If you want a KYT session, simply PM sinkhead and he'll add you to the queue  
	

	
	
		
		

		
		
	


	




Thanks to JPH for the banner!


----------



## Orc (Mar 18, 2008)

WHY SO SERIOUS?


----------



## Sinkhead (Mar 18, 2008)

1. Guten tag!
2. Favourite lolcat?
3. Who is your God?
4. Would you rather be a lumberjack or a fireman?


----------



## JPH (Mar 18, 2008)

lol at ps3?
_
*WHY SO SERIOUS?*_


----------



## ZeWarrior (Mar 18, 2008)

Orc said:
			
		

> WHY SO SERIOUS?
> 
> 
> Say wha?
> ...




lolzors, better question, Why are *YOU* so serious?


----------



## NeSchn (Mar 18, 2008)

Who would win in a fight: Jesus or Barbra Streisand?
Can you find the secret message in here: ksdaow5opfns[qoehelloenjsdfajknsdgmysdfaeffwppsdjfriendhdhs.

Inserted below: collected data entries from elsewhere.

PR #323, opened 2024-07-11
Add block size for blob file

v01dstar:
This PR introduces "blocks" into Titan. This is part of the "punch hole GC" project.
We need to align blobs with blocks to be able to locate next available blobs (or iterating the blob files) when there are holes in the file.

### DIFF
--- a/include/titan/options.h
+++ b/include/titan/options.h
@@ -161,6 +161,18 @@ struct TitanCFOptions : public ColumnFamilyOptions {
   // Default: false
   bool skip_value_in_compaction_filter{false};
 
+  // The size of each block in blob file. 0 means not using block-based mode,
+  // blob entries are stored continuously. While non-zero value means using
+  // block-based mode, blob entries are stored in blocks, and each block stores
+  // exactkt one blob entry, if the last block is not full, it will be filled
+  // with zeros. This is particularly useful when punch hole GC is enabled, as
+  // it can punch hole on block granularity and blob files are still
+  // self-explanatory after holes are created (imagine there is no alignment
+  // requirement for blob entries and Titan has to distinguish between real
+  // data's 0s and 0s created by punch holes).
+  uint64_t block_size{4096};
+  bool enable_punch_hole_gc{false};
+
   TitanCFOptions() = default;
   explicit TitanCFOptions(const ColumnFamilyOptions& options)
       : ColumnFamilyOptions(options) {}
@@ -205,6 +217,9 @@ struct ImmutableTitanCFOptions {
   bool level_merge;
 
   bool skip_value_in_compaction_filter;
+
+  uint64_t block_size;
+  bool enable_punch_hole_gc;
 };
 
 struct MutableTitanCFOptions {
--- a/include/titan/options.h
+++ b/include/titan/options.h
@@ -164,7 +164,7 @@ struct TitanCFOptions : public ColumnFamilyOptions {
   // The size of each block in blob file. 0 means not using block-based mode,
   // blob entries are stored continuously. While non-zero value means using
   // block-based mode, blob entries are stored in blocks, and each block stores
-  // exactkt one blob entry, if the last block is not full, it will be filled
+  // exactly one blob entry, if the last block is not full, it will be filled
   // with zeros. This is particularly useful when punch hole GC is enabled, as
   // it can punch hole on block granularity and blob files are still
   // self-explanatory after holes are created (imagine there is no alignment
--- a/src/blob_file_builder.cc
+++ b/src/blob_file_builder.cc
@@ -7,6 +7,8 @@
 namespace rocksdb {
 namespace titandb {
 
+static const std::string kPad = std::string(4096, 0);
+
 BlobFileBuilder::BlobFileBuilder(const TitanDBOptions& db_options,
                                  const TitanCFOptions& cf_options,
                                  WritableFileWriter* file,
@@ -38,15 +40,18 @@ BlobFileBuilder::BlobFileBuilder(const TitanDBOptions& db_options,
 }
 
 void BlobFileBuilder::FillBlockWithPad() {
-  if (block_size_ == 0) {
+  if (block_size_ == 0 || file_->GetFileSize() % block_size_ == 0) {
     return;
   }
   size_t pad_size = block_size_ - (file_->GetFileSize() % block_size_);
-  if (pad_size == block_size_) {
-    return;
+  while (pad_size > kPad.size()) {
+    status_ = file_->Append(kPad);
+    if (!ok()) {
+      return;
+    }
+    pad_size -= kPad.size();
   }
-  std::string pad(pad_size, 0);
-  file_->Append(pad);
+  status_ = file_->Append(Slice(kPad.data(), pad_size));
 }
 
 void BlobFileBuilder::WriteHeader() {
--- a/src/blob_file_builder.cc
+++ b/src/blob_file_builder.cc
@@ -7,8 +7,6 @@
 namespace rocksdb {
 namespace titandb {
 
-static const std::string kPad = std::string(4096, 0);
-
 BlobFileBuilder::BlobFileBuilder(const TitanDBOptions& db_options,
                                  const TitanCFOptions& cf_options,
                                  WritableFileWriter* file,
@@ -43,15 +41,17 @@ void BlobFileBuilder::FillBlockWithPad() {
   if (block_size_ == 0 || file_->GetFileSize() % block_size_ == 0) {
     return;
   }
+  static const std::string pad = std::string(4096, 0);
+
   size_t pad_size = block_size_ - (file_->GetFileSize() % block_size_);
-  while (pad_size > kPad.size()) {
-    status_ = file_->Append(kPad);
+  while (pad_size > pad.size()) {
+    status_ = file_->Append(pad);
     if (!ok()) {
       return;
     }
-    pad_size -= kPad.size();
+    pad_size -= pad.size();
   }
-  status_ = file_->Append(Slice(kPad.data(), pad_size));
+  status_ = file_->Append(Slice(pad.data(), pad_size));
 }
 
 void BlobFileBuilder::WriteHeader() {
@@ -61,6 +61,7 @@ void BlobFileBuilder::WriteHeader() {
     assert(blob_file_version_ >= BlobFileHeader::kVersion2);
     header.flags |= BlobFileHeader::kHasUncompressionDictionary;
   }
+  header.block_size = block_size_;
   std::string buffer;
   header.EncodeTo(&buffer);
   status_ = file_->Append(buffer);
--- a/src/blob_file_builder.cc
+++ b/src/blob_file_builder.cc
@@ -33,19 +33,35 @@ BlobFileBuilder::BlobFileBuilder(const TitanDBOptions& db_options,
     return;
 #endif
   }
+  block_size_ = cf_options.enable_punch_hole_gc ? cf_options.block_size : 0;
   WriteHeader();
+}
+
+void BlobFileBuilder::FillBlockWithPad() {
+  if (block_size_ == 0) {
+    return;
+  }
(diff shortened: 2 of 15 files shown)


include/titan/options.h
```diff
@@ -161,6 +161,18 @@ struct TitanCFOptions : public ColumnFamilyOptions {
   // Default: false
   bool skip_value_in_compaction_filter{false};
 
+  // The size of each block in blob file. 0 means not using block-based mode,
+  // blob entries are stored continuously. While non-zero value means using
+  // block-based mode, blob entries are stored in blocks, and each block stores
+  // exactkt one blob entry, if the last block is not full, it will be filled
```
zhangjinpeng87, line 167: s/exactkt/exactly

src/blob_file_builder.cc
```diff
@@ -33,19 +33,35 @@ BlobFileBuilder::BlobFileBuilder(const TitanDBOptions& db_options,
     return;
 #endif
   }
+  block_size_ = cf_options.enable_punch_hole_gc ? cf_options.block_size : 0;
```
zhangjinpeng87, line 36: I think we should sanitize the block_size in case of it is not divided by disk block size.

src/blob_file_builder.cc
```diff
@@ -33,19 +33,35 @@ BlobFileBuilder::BlobFileBuilder(const TitanDBOptions& db_options,
...
 
+void BlobFileBuilder::FillBlockWithPad() {
+  if (block_size_ == 0) {
+    return;
+  }
+  size_t pad_size = block_size_ - (file_->GetFileSize() % block_size_);
+  if (pad_size == block_size_) {
+    return;
+  }
+  std::string pad(pad_size, 0);
```
zhangjinpeng87, line 48: Can we use a static constant 4K length 0 array, and use ref as the input of append to eliminate the dynamic construction & destruction of string?

src/blob_file_iterator.cc
```diff
@@ -72,15 +72,31 @@ bool BlobFileIterator::Init() {
...
 
+  block_size_ = blob_file_header.block_size;
+
   assert(end_of_blob_record_ > BlobFileHeader::kMinEncodedLength);
   init_ = true;
   return true;
 }
 
+uint64_t BlobFileIterator::AdjustOffsetToNextBlockHead() {
+  if (block_size_ == 0) return;
```
zhangjinpeng87, line 83: return 0;

src/blob_format.cc
```diff
@@ -171,6 +172,26 @@ Status BlobFileMeta::DecodeFrom(Slice* src) {
   return Status::OK();
 }
 
+Status BlobFileMeta::DecodeFromV3(Slice* src) {
```
zhangjinpeng87, line 175: Too many duplicated code with V1&V2.

src/blob_format.h
```diff
@@ -327,28 +330,34 @@ struct BlobFileHeader {
...
   }
 
   uint64_t size() const {
-    return version == BlobFileHeader::kVersion1
-               ? BlobFileHeader::kMinEncodedLength
-               : BlobFileHeader::kMaxEncodedLength;
+    return version == BlobFileHeader::kVersion3
+               ? BlobFileHeader::kV3EncodedLength
+               : version == BlobFileHeader::kVersion2
+               ? ? BlobFileHeader::kV2EncodedLength
```
zhangjinpeng87, line 359: duplicated '?'. Please add ( ) to explicitly show the operator priority.

zhangjinpeng87 (approved):
rest LGTM

src/blob_file_iterator.cc
```diff
@@ -120,6 +136,10 @@ void BlobFileIterator::IterateForPrev(uint64_t offset) {
     status_ = decoder_.DecodeHeader(&header_buffer);
     if (!status_.ok()) return;
     total_length = kRecordHeaderSize + decoder_.GetRecordSize();
+    iterate_offset_ += total_length;
+    if (block_size_ != 0) {
+      total_length += AdjustOffsetToNextBlockHead();
```
hbisheng, line 141: Should we put this IF condition before line 139 (`iterate_offset_ += total_length;`)? I'm assuming we want the next `iterate_offset_ ` to be the next block head. 

Also, on line 145 we do `iterate_offset_ -= total_length` which I believe is to get the previous offset. If we increase total_length after line 139, it seems to me that we'll get the wrong offset on line 145. Am I missing something?

include/titan/options.h
```diff
@@ -161,6 +161,18 @@ struct TitanCFOptions : public ColumnFamilyOptions {
   // Default: false
   bool skip_value_in_compaction_filter{false};
 
+  // The size of each block in blob file. 0 means not using block-based mode,
```
hbisheng, line 164: Curious how we usually test changes on Titan. Do we rely on tests in TiKV?

src/version_edit.h
```diff
@@ -18,6 +18,7 @@ enum Tag {
   kDeletedBlobFile = 12,  // Deprecated, leave here for backward compatibility
   kAddedBlobFileV2 = 13,  // Comparing to kAddedBlobFile, it newly includes
                           // smallest_key and largest_key of blob file
+  kAddedBlobFileV3 = 14,
```
Connor1996, line 21: Please add comment here

src/blob_format.cc
Connor1996: Better keep the original logic of V1 and V2 unchanged

src/blob_file_iterator.cc
```diff
@@ -72,15 +72,31 @@ bool BlobFileIterator::Init() {
...
   }
 
+  block_size_ = blob_file_header.block_size;
+
   assert(end_of_blob_record_ > BlobFileHeader::kMinEncodedLength);
   init_ = true;
   return true;
 }
 
+uint64_t BlobFileIterator::AdjustOffsetToNextBlockHead() {
```
Connor1996, line 82: Need a test to cover it

include/titan/options.h
```diff
@@ -161,6 +161,18 @@ struct TitanCFOptions : public ColumnFamilyOptions {
...
+  // blob entries are stored continuously. While non-zero value means using
+  // block-based mode, blob entries are stored in blocks, and each block stores
+  // exactkt one blob entry, if the last block is not full, it will be filled
+  // with zeros. This is particularly useful when punch hole GC is enabled, as
+  // it can punch hole on block granularity and blob files are still
+  // self-explanatory after holes are created (imagine there is no alignment
+  // requirement for blob entries and Titan has to distinguish between real
+  // data's 0s and 0s created by punch holes).
+  uint64_t block_size{4096};
```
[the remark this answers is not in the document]
Connor1996: I'm concerned that 4K may waste too much space if most of the size of values are 1K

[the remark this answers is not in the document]
zhangjinpeng87: The default of min-blob-size of TiKV is 32K which is ok with 4K block_size here.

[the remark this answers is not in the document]
Connor1996: But we may set it to `min-blob-size` to 1KB

include/titan/options.h
v01dstar: Done

src/blob_file_builder.cc
v01dstar: Done

src/blob_file_iterator.cc
v01dstar: Done

src/blob_format.h
v01dstar: Done

src/blob_format.cc
v01dstar: The main reason is I put the new `block_size` in between existing fields, instead of the end of all fields. So, it is a little bit tricky to reuse the code

include/titan/options.h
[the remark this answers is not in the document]
v01dstar: default to 4096, because FS page / block size is also 4096. We can discuss this later maybe?

src/blob_file_builder.cc
```diff
@@ -33,19 +33,35 @@ BlobFileBuilder::BlobFileBuilder(const TitanDBOptions& db_options,
...
 }
 
+void BlobFileBuilder::FillBlockWithPad() {
+  if (block_size_ == 0) {
+    return;
+  }
+  size_t pad_size = block_size_ - (file_->GetFileSize() % block_size_);
+  if (pad_size == block_size_) {
+    return;
+  }
```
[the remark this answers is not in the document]
v01dstar: Done

include/titan/options.h
v01dstar: Added a test case

src/blob_format.h
```diff
@@ -327,28 +330,34 @@ struct BlobFileHeader {
...
                                      ToString(ver));
     }
     return Status::OK();
   }
 
   uint64_t size() const {
-    return version == BlobFileHeader::kVersion1
-               ? BlobFileHeader::kMinEncodedLength
-               : BlobFileHeader::kMaxEncodedLength;
+    return version == BlobFileHeader::kVersion3
```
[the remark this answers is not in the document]
v01dstar: Done

src/blob_file_iterator.cc
v01dstar: Done

src/version_edit.h
v01dstar: Done

src/blob_file_iterator.cc
v01dstar: `AdjustOffsetToNextBlockHead ()` modifies `iterate_offset_` internally.
`AdjustOffsetToNextBlockHead ()` is used in multiple places, so the adjustment of `iterate_offset_` better stays inside of the function. Here, I want to reuse the same code piece as much as possible, so it might be a little bit counter-intuitive

src/blob_file_builder.cc
```diff
@@ -33,19 +33,41 @@ BlobFileBuilder::BlobFileBuilder(const TitanDBOptions& db_options,
...
+    assert(blob_file_version_ >= BlobFileHeader::kVersion2);
     header.flags |= BlobFileHeader::kHasUncompressionDictionary;
   }
+  header.block_size = block_size_;
   std::string buffer;
   header.EncodeTo(&buffer);
   status_ = file_->Append(buffer);
+  if (block_size_ > 0) {
+    FillBlockWithPad();
+  }
```
hbisheng, line 70: nit: `FillBlockWithPad` already checks `block_size_` internally. Another way to write it is:
```suggestion
  MaybeFillBlockWithPad();
```

src/blob_file_iterator.cc
```diff
@@ -120,6 +136,10 @@ void BlobFileIterator::IterateForPrev(uint64_t offset) {
     status_ = decoder_.DecodeHeader(&header_buffer);
     if (!status_.ok()) return;
     total_length = kRecordHeaderSize + decoder_.GetRecordSize();
+    iterate_offset_ += total_length;
+    if (block_size_ != 0) {
```
hbisheng, line 140: nit: `AdjustOffsetToNextBlockHead` already checks `block_size_` so the if check seems unnecessary. 

**Advance**OffsetToNextBlockHead may be a better name because we never expect the offset to go back. Personally I would rename it to **MaybeAdvance**OffsetToNextBlockHead but I don't know if that would be too long...

hbisheng (approved):

Connor1996 (approved):
LGTM

include/titan/options.h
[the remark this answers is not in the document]
zhangjinpeng87: I have a idea of punch hole and also can set min-blob-size less than 4K and without space usage compromise.
For these blobs whose value size >= 16K or some threshold we align their start position to 4K and padding to their tails. For these value size less than this threshold, we store them like before in a compacted way. Punch hole just take effect for these large blobs which I believe can reclaim space and let each syscall of punch hole is valuable.

Issue #324, opened 2024-07-25
rate-limiter not limit the blobstorage read in compaction filter


mzygQAQ:
In compaction filter, for the entry that who's type = kTypeBlobIndex, a blob read will emit, this read not controlled by rate-limiter.

we set rocksdb.rate-bytes-per-sec="200M" and rate-mode="all-io", the compaction read reach 600M/s

mzygQAQ:
@v01dstar

mzygQAQ:
i made a mistake, the compact read not count the reads in compaction filter, so There are still issues in other stuff.
but theproblem in the title still exists

Connor1996:
Nice catch. Indeed, All cases for compaction filter have this problem.

mzygQAQ:
> i made a mistake, the compact read not count the reads in compaction filter, so There are still issues in other stuff. but theproblem in the title still exists

i made a mistak too, the compact read metrics in tikv actually count the blob read flow in titan compaction filter's read (blob_storage.get()).
because it's counted bya thread local IOSTATS_ADD(bytes_wriiten) in every Write function in WritableFileWriter  and Read function in RandomAccessFileReader/SequnceFileRead..., it doesn't need additional variable tracking and manual counting.

That can explain why even after adding rocksdb.rate-bytes-per-sec=200M/s&io type="all-io" to a tikv (which uses the apiV1TTL feature), Grafana's panel still shows its comparison read still exceeding 600M/s

mzygQAQ:
@Connor1996  Hello, do you have any suggestions for repair?  The execution path of blob_storage.get() is a critical path, which accepts both front-end reads and reads from compactFilter. The simplest way I can think of is to simply execute RequestToken in the filter, which doesn't seem very native

v01dstar:
We can propagate `rate_limiter_priority` all the way from compaction filter to `RandomAccessFileReader::Read`

v01dstar:
> We can propagate `rate_limiter_priority` all the way from compaction filter to `RandomAccessFileReader::Read`

I was looking at newer versions of RocksDB. In the current version 6.29. We can propagate `bool for_compaction` through to `RandomAccessFileReader::Read`, seems this can fix the issue.

PR #325, opened 2024-07-26
Propagate for_compaction from compaction filter

v01dstar:
Solving https://github.com/tikv/titan/issues/324.

This fix only works for 6.29 RocksDB. Once we upgrade RocksDB I will propose a different fix which, instead of propagating `for_compaction`, propagate `rate_limit_priority`.

### DIFF
--- a/src/blob_file_cache.h
+++ b/src/blob_file_cache.h
@@ -22,7 +22,12 @@ class BlobFileCache {
   // bytes. The provided buffer is used to store the record data, so
   // the buffer must be valid when the record is used.
   Status Get(const ReadOptions& options, uint64_t file_number,
-             const BlobHandle& handle, BlobRecord* record, OwnedSlice* buffer);
+             const BlobHandle& handle, BlobRecord* record, OwnedSlice* buffer) {
+    return Get(options, file_number, handle, record, buffer, false);
+  }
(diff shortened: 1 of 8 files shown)


src/blob_file_cache.h
```diff
@@ -22,7 +22,12 @@ class BlobFileCache {
   // bytes. The provided buffer is used to store the record data, so
   // the buffer must be valid when the record is used.
   Status Get(const ReadOptions& options, uint64_t file_number,
-             const BlobHandle& handle, BlobRecord* record, OwnedSlice* buffer);
+             const BlobHandle& handle, BlobRecord* record, OwnedSlice* buffer) {
+    return Get(options, file_number, handle, record, buffer, false);
+  }
+  Status Get(const ReadOptions& options, uint64_t file_number,
```
Connor1996, line 28: How about just setting a default value for `for_compaction`

Connor1996 (commented):
rest LGTM

mzygQAQ:
I want cherry-pick this

src/blob_file_cache.h
v01dstar: Done

Connor1996 (approved):
LGTM

zhangjinpeng87 (approved):
LGTM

Can you figure it out?!?!?!?!?!


----------



## ZeWarrior (Mar 19, 2008)

NeSchn said:
			
		

> Who would win in a fight: Jesus or Barbra Streisand?
> Can you find the secret message in here: ksdaow5opfns[qoehelloenjsdfajknsdgmysdfaeffwppsdjfriendhdhs.
> 
> Can you figure it out?!?!?!?!?!



Jesus.
No, care to tell me?


----------



## EN!GMA (Mar 19, 2008)

What is the value of the integral of the function x^3 + 4x^2 - 6x + 82 with a lower bound of 3 and an upper bound of 10?


----------



## jgu1994 (Mar 19, 2008)

Where did ZeWarriorGo?


----------



## CockroachMan (Mar 19, 2008)

1. You have a USA flag, but your "from" says Brazil.. why? Are you Brazilian? From what city?
2. What is a Apple/Sony Fanboy doing at a Nintendo oriented forum? 
3. What's the best PS3 game already out in your opinion?


----------



## test84 (Mar 19, 2008)

why 2 PS3?


----------



## ZeWarrior (Mar 19, 2008)

EN!GMA said:
			
		

> What is the value of the integral of the function x^3 + 4x^2 - 6x + 82 with a lower bound of 3 and an upper bound of 10?
> 
> 
> 6?
> ...


----------



## fischju (Mar 19, 2008)

If Apple made a black computer, would
1: Your mind implode/explode
2: Buy it






			
				NeSchn said:
			
		

> Can you find the secret message in here: ksdaow5opfns[qoe*hello*enjsdfajknsdg*my*sdfaeffwppsdj*friend*hdhs.


----------



## Westside (Mar 19, 2008)

1. If you had to choose between any woman in the world you wanted or a PS3 with it's current library of games, which would you choose?  Why?
2. Michael Bolton or Celine Dion?
3. Dick or Penis?
4. Rocky or Rambo?
5. Claymore or Donkeyballs?
7. Why did I skip #6?  Mathematically speaking of course.
8. Indefinate Integration or Vector Algebra?
9. Engineer or Physists?
10. Army or Navy?
11. Peepee or Weewee?
12. Cock on the shoulder or dick in the eyes?


----------



## ZeWarrior (Mar 19, 2008)

offtopic84 said:
			
		

> If Apple made a black computer, would
> 1: Your mind implode/explode
> 2: Buy it
> 
> ...




1. The woman. I


----------



## scubersteve (Mar 19, 2008)

1. Eric Cartman or The Dog?
2. Was combining the two the greatest idea ever?
3. Do you carry bear mace with you at all times?


----------



## notnarb (Mar 19, 2008)

What can your Macintosh computer do that my Linux computer can't?  Yes I am asking your opinion on why you believe Macintosh's are superior computers, not starting a flame war (intentionally)


----------



## fischju (Mar 19, 2008)

Can you play Crysis with all settings on Very High, on a Mac?


----------



## xcalibur (Mar 19, 2008)

1) Pon Pon Pata Pon?

2) How does it feel being flamed most of the time for your love of the PS3?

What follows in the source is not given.